_Saved data entries_:
┌────────

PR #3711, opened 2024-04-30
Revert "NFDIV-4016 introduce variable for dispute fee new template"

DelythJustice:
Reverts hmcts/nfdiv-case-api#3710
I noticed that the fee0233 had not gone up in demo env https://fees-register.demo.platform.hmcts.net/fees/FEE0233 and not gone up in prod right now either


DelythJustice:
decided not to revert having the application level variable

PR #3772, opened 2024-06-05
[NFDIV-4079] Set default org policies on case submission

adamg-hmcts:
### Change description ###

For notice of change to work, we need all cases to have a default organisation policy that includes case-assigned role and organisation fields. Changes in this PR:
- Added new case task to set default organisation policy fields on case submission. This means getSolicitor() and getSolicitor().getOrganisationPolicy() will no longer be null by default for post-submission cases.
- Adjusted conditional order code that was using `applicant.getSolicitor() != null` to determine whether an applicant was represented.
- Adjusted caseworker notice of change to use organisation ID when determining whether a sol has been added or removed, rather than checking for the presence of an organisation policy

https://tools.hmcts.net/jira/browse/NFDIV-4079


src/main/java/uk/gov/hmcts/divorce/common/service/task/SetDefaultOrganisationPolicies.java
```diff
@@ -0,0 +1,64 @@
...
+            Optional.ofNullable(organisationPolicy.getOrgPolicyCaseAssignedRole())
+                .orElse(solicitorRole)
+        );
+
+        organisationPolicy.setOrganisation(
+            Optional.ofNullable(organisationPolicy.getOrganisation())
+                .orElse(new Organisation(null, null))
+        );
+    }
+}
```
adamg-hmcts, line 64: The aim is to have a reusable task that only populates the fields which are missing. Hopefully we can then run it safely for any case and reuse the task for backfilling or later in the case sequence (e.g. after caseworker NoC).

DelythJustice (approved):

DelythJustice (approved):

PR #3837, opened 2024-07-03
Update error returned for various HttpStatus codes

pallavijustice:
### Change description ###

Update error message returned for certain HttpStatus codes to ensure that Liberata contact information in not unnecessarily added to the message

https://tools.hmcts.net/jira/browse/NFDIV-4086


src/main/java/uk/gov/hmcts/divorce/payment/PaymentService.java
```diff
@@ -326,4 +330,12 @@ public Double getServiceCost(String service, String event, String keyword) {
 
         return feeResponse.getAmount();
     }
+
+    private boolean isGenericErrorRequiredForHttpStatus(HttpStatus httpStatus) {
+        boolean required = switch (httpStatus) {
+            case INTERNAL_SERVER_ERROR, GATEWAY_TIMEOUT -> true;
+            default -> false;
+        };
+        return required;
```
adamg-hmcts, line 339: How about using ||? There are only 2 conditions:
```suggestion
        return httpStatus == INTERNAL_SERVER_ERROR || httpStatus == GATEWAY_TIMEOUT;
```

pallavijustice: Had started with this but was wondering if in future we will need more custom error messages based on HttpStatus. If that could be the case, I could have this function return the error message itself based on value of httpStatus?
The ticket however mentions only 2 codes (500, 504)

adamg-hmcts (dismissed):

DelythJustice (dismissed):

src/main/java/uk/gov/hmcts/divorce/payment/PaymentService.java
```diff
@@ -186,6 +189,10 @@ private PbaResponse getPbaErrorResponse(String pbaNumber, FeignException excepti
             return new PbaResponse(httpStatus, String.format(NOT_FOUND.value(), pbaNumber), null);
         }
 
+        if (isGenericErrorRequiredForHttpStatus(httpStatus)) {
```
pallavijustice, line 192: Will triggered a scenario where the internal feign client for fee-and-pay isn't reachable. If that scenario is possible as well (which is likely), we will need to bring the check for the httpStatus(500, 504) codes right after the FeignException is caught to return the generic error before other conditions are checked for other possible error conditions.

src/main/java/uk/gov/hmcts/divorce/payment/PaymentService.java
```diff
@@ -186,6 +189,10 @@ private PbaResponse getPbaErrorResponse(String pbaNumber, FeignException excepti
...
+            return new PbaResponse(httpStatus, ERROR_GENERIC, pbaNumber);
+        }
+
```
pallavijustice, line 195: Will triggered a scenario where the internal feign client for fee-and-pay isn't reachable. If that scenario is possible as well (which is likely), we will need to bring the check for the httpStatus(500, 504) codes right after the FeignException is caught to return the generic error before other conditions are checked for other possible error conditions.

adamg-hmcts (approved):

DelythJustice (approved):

└────────
┌────────

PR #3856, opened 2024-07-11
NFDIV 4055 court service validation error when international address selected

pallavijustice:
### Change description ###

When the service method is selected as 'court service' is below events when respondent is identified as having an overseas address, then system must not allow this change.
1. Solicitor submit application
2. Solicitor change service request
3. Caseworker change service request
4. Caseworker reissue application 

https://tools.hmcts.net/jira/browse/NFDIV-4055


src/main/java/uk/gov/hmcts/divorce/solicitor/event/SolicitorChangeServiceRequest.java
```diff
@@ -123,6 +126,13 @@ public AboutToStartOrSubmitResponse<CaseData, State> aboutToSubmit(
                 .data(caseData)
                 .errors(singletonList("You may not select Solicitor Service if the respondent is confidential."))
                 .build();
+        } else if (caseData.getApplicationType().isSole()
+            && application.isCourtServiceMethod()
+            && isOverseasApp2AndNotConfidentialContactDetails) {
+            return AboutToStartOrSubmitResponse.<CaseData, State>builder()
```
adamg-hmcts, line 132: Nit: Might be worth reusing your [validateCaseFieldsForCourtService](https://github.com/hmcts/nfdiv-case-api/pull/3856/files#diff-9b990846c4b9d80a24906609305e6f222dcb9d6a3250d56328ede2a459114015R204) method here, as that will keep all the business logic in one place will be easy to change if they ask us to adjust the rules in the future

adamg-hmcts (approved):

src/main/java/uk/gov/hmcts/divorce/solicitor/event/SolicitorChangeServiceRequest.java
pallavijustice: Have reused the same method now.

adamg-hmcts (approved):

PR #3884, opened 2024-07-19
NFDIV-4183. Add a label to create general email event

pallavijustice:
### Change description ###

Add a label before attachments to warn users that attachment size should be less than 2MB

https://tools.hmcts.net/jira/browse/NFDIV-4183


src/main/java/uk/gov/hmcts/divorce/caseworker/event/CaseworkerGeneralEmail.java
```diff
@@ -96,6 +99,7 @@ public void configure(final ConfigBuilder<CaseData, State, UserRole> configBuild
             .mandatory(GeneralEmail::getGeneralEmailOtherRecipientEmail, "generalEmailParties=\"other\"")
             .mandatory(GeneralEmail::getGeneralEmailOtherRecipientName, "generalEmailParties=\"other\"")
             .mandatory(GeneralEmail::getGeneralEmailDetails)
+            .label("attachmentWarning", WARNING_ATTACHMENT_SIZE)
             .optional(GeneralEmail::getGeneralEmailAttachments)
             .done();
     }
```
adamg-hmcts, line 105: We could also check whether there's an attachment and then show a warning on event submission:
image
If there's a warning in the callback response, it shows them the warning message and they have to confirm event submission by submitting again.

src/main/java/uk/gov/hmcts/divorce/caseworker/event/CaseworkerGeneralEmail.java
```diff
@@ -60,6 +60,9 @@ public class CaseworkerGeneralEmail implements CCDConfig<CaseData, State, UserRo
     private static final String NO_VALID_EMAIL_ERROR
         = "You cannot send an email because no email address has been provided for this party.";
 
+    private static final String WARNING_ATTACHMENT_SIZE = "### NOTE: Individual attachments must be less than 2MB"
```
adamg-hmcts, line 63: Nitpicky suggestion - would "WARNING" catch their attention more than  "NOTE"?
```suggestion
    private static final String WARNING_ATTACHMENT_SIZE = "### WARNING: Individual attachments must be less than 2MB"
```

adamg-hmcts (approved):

└────────

_Exercise directions_: Where a line above contains the word "whether", copy that line.

_Finished exercise_:
- Adjusted conditional order code that was using `applicant.getSolicitor() != null` to determine whether an applicant was represented.
- Adjusted caseworker notice of change to use organisation ID when determining whether a sol has been added or removed, rather than checking for the presence of an organisation policy
adamg-hmcts, line 105: We could also check whether there's an attachment and then show a warning on event submission:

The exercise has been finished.